SoFunction
Updated on 2025-04-10

How to match a special string in Python regular expression

Python regular expressions match special strings

Match special strings

Match a string of a specific format in a string. In a string, find the special rule first.substring, and then extract the relevant locationsvalue

strings = ['result-2023-08-18-6g1s1ch-DB9909',  
           'result-2023-08-18-4g1s3ch-DB9909',
           'result-2023-08-18-1g4s1ch-DB9909',
           'result-2023-08-18-1g1s1ch-DB9909']

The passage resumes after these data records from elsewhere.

PR #588, opened 2021-04-01
Simplify representation of attribute shapes

axelboc:
Part of #519 

Same as #587 but with attributes.

### DIFF
--- a/src/h5web/providers/hsds/utils.ts
+++ b/src/h5web/providers/hsds/utils.ts
@@ -3,6 +3,7 @@ import Complex from 'complex.js';
 import { isString } from 'lodash-es';
 import { isDataset, isGroup } from '../../guards';
 import {
+  HDF5Attribute,
   HDF5Endianness,
   HDF5FloatType,
   HDF5IntegerType,
@@ -11,7 +12,7 @@ import {
   HDF5Type,
   HDF5TypeClass,
 } from '../hdf5-models';
-import type { Entity, ComplexArray, Shape } from '../models';
+import type { Entity, ComplexArray, Shape, Attribute } from '../models';
 import type {
   HsdsLink,
   HsdsExternalLink,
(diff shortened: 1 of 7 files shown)


src/h5web/providers/mock/metadata-utils.ts
```diff
@@ -216,22 +214,15 @@ export function makeExternalLink(
 /* ----------------- */
 /* ----- NEXUS ----- */
 
-function makeNxStrArrayAttr(
-  array: string[],
-  attrName: 'axes' | 'auxiliary_signals'
-): HDF5Attribute {
-  return makeAttr(attrName, makeSimpleShape([array.length]), stringType, array);
-}
```
axelboc, line 224: Removing this function and calling `makeAttr` directly from the two functions below.

src/h5web/providers/models.ts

pattern = r'(\d+)([Gg])(\d+)([Ss])(\d+)([Cc][Hh])' 

results = []
for s in strings:
    match = (pattern, s)
    if match:
        print(())
        g = (2)  #Match the content of the second bracket        s = (4)  #Match the content of the 4th bracket        ch = (6) #Match the content of the 6th bracket        string = (1) + g + (3) + s + (5) + ch
        (string)
print(results)


db_pattern = r'([Dd][Bb])(\d+)'

match = (db_pattern, strings[0])
if match:
    print(())
    db = (1)      #Match the content of the second bracket    number = (2)  #Match the content of the 4th bracket    db_number = db + number

Output content

6g1s1ch
4g1s3ch
1g4s1ch
1g1s1ch
['6g1s1ch', '4g1s3ch', '1g4s1ch', '1g1s1ch']
DB9909

Extract special strings

fullDump_pDevice00000286923A19B0_frame000_1g1s1ch.gfxbench_inst2_F535

pDeviceThere may be a string of other numbers and letters afterwards, just need to be intercepted fromframe001The starting string, such as:

frame000_1g1s1ch.gfxbench_inst2_F535
import re

s = "fullDump_pDevice00000286923A19B0_frame000_1g1s1ch.gfxbench_inst2_F535" 

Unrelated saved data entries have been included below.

PR #589, opened 2021-04-01
Enforce stricter typing in HSDS API

axelboc:


src/h5web/providers/hsds/api.ts
```diff
@@ -36,14 +35,15 @@ import {
...
+  assertHsdsEntity,
 } from './utils';
 import { buildEntityPath, getChildEntity } from '../../utils';
 
 export class HsdsApi implements ProviderAPI {
   public readonly filepath: string;
   private readonly client: AxiosInstance;
 
-  private readonly entities = new Map<string, Entity>();
+  private readonly entities = new Map<string, HsdsEntity>();
```
axelboc, line 46: The entities we store have IDs, so I replace types `HsdsDataset` and `HsdsGroup` with a more generic `HsdsEntity<Entity>`.

src/h5web/providers/hsds/api.ts
```diff
@@ -82,6 +82,7 @@ export class HsdsApi implements ProviderAPI {
     const childName = path.slice(path.lastIndexOf('/') + 1);
     const child = getChildEntity(parentGroup, childName);
     assertDefined(child);
+    assertHsdsEntity(child);
 
     const entity = isHsdsGroup(child)
```
axelboc, line 87: `isHsdsGroup` no longer checks if the entity has an ID. Instead, it expects an HSDS entity.

loichuder (commented):
In which manner is this typing stricter ?

axelboc:
Beforehand, this would not fail if `getChildEntity` returned an entity without an `id` (`entity` would just end up with `child` even if it were a group entity):

image

Granted, though, it's not significantly stricter...

loichuder:
> , though, it's not significantly stricter...

I beg to differ: it catches a non-trivial bug so :+1: from me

# Match the prefix to remove
prefix_pattern = r'^fullDump_pDevice\d+_'

# Use sub() to remove the matched prefix
result = (prefix_pattern, '', s)

print(result)

The above regular expression cannot be replaced accurately, and the output result is still the original string:

fullDump_pDevice00000286923A19B0_frame000_1g1s1ch.gfxbench_inst2_F535

Then use the following expression:

s = "fullDump_pDevice0000028fd3B19D0_frame000_1g1s1ch.gfxbench_inst2_F535" 
prefix_pattern = r'^fullDump_pDevice(\d+)([A-Za-z0-9]+)_'
new = (prefix_pattern, "", s)
print(new)

Output result:

frame000_1g1s1ch.gfxbench_inst2_F535

Summarize

The above is personal experience. I hope you can give you a reference and I hope you can support me more.